─── DATASET EXTRACT

PR #1413, opened 2021-07-29
Update ES Gateway render code to avoid re-rendering a customer provid…

vberezny:
Currently if a customer provides a cert secret for es-gateway, the render code overwrites the OwnerReference on that secret. This PR adds a flag that can be used to check if the cert is provided by the customer, and if it is, then it will not be re-rendered in the Operator namespace (only copied to the Elasticsearch namespace).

──────

--- EXERCISE DIRECTIONS ---
How many of the lines above include the word "render"? Only the number should be given.

--- EXERCISE RESULT ---
2